━━━━━ DATA FOR THE TASK ━━━━━

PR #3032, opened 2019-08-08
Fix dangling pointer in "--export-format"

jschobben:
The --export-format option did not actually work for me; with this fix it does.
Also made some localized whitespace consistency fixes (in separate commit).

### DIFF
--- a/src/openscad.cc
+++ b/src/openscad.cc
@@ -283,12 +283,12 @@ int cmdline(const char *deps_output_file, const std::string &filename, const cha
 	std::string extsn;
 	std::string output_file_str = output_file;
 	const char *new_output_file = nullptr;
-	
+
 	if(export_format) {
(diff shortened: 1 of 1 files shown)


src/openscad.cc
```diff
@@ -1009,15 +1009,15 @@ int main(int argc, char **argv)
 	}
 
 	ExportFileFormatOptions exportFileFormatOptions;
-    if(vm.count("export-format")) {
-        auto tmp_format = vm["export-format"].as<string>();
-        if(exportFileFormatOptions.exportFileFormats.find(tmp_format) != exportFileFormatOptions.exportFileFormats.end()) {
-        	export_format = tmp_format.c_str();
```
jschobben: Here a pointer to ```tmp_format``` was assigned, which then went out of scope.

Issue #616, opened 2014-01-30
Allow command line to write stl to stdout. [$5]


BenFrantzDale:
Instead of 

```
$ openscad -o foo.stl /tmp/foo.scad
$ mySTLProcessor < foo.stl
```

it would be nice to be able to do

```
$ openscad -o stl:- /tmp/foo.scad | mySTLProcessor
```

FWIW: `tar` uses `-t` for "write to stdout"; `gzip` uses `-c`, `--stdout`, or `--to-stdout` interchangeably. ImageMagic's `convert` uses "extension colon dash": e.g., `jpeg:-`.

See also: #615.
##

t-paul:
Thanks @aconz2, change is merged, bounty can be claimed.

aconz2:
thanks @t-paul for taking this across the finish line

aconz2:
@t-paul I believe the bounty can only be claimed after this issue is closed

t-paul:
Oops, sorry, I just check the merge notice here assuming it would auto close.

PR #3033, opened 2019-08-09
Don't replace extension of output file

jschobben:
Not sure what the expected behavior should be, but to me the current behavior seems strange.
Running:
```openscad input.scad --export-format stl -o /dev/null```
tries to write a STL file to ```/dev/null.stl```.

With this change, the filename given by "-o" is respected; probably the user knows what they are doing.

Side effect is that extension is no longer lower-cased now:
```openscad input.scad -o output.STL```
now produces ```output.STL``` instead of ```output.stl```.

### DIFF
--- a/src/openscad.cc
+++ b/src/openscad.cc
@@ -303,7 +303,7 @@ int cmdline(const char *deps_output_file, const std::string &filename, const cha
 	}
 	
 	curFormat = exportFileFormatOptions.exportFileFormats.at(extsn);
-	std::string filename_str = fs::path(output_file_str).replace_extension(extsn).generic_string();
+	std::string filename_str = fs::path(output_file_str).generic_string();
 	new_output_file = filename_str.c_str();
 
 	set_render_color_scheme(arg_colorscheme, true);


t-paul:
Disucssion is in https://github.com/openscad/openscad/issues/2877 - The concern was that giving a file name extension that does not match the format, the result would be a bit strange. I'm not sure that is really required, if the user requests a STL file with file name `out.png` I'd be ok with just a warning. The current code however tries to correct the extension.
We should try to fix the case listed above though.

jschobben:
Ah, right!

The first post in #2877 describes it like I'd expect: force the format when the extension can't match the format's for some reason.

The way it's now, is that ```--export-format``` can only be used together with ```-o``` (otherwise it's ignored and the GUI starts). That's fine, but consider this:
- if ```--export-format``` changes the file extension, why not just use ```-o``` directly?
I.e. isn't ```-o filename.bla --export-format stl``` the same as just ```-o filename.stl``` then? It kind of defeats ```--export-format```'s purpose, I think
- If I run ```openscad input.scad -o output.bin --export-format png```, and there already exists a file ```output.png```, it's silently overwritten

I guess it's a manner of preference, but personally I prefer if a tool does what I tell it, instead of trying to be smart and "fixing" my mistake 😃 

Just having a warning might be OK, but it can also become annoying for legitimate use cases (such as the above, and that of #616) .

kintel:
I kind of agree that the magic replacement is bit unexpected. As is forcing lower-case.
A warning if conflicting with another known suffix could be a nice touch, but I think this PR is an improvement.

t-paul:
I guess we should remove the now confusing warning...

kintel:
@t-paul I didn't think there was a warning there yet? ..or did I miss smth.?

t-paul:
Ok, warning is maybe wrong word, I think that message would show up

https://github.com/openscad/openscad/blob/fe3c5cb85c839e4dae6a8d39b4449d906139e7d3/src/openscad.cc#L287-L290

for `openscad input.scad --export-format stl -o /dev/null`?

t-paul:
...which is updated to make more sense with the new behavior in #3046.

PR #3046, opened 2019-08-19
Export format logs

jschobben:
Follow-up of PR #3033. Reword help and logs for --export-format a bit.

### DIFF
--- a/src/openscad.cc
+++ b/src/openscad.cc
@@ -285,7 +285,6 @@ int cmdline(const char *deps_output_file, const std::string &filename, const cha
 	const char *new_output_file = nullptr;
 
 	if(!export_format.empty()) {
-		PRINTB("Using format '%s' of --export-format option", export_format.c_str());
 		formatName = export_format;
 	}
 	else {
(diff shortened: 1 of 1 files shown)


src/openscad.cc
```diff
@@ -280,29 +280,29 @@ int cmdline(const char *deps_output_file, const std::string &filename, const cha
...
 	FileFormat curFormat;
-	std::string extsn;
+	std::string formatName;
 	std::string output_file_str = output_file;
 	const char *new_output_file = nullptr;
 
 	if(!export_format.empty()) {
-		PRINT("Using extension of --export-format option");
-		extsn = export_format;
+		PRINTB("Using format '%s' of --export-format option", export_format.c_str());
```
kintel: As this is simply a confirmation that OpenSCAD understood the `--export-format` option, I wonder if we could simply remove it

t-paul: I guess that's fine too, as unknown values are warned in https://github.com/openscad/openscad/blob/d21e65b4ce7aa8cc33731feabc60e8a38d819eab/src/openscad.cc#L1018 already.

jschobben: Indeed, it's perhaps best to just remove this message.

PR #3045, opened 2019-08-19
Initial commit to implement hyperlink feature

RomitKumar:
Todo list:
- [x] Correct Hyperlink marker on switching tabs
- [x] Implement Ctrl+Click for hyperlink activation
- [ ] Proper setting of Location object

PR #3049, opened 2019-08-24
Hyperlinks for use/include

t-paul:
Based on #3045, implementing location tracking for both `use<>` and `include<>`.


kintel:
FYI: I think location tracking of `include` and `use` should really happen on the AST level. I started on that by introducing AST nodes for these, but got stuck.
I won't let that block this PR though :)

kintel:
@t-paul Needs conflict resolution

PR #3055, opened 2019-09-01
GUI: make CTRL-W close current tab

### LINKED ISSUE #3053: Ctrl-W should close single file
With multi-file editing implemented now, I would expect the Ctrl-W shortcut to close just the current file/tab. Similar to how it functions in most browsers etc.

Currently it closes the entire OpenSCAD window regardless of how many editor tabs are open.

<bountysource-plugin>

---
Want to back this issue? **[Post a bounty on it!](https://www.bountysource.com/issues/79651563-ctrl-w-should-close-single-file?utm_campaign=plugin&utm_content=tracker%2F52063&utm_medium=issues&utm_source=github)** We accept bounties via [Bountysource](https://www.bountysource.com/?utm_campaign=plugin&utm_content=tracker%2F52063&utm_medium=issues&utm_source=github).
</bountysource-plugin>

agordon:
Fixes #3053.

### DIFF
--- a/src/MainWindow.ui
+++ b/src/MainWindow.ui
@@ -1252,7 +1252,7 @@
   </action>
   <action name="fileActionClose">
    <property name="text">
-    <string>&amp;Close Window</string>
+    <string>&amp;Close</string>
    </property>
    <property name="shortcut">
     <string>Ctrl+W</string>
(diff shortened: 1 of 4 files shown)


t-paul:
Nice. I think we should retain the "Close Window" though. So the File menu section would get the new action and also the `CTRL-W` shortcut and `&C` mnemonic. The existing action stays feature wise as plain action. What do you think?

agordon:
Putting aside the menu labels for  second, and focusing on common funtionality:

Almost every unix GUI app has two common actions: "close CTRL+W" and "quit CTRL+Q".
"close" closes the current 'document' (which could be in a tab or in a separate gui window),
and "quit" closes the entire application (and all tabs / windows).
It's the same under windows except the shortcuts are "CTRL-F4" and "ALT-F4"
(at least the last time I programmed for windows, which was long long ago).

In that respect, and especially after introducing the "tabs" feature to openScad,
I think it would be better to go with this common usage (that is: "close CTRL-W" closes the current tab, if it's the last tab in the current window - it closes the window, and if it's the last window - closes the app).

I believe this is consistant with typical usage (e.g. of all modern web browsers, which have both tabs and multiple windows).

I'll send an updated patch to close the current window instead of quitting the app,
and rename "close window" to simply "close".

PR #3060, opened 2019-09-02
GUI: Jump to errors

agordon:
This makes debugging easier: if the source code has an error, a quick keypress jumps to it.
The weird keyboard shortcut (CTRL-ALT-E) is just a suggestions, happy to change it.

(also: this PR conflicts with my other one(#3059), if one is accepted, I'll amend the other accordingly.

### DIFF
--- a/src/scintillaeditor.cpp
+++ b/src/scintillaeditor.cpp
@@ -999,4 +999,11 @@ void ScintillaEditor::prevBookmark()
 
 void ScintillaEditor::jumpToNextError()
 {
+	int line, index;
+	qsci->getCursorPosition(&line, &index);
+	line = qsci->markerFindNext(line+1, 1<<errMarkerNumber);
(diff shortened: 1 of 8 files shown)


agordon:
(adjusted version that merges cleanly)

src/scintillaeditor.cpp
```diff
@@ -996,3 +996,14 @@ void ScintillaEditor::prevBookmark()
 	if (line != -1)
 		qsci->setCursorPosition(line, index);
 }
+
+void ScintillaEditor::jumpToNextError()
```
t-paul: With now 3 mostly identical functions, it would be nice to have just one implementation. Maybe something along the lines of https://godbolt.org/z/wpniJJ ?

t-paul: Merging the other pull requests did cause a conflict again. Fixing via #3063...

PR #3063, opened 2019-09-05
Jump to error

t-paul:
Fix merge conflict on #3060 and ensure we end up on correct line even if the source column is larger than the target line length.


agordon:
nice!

━━━━━

All lines in the entries above that include "behavior" should be found and copied.

Not sure what the expected behavior should be, but to me the current behavior seems strange.
...which is updated to make more sense with the new behavior in #3046.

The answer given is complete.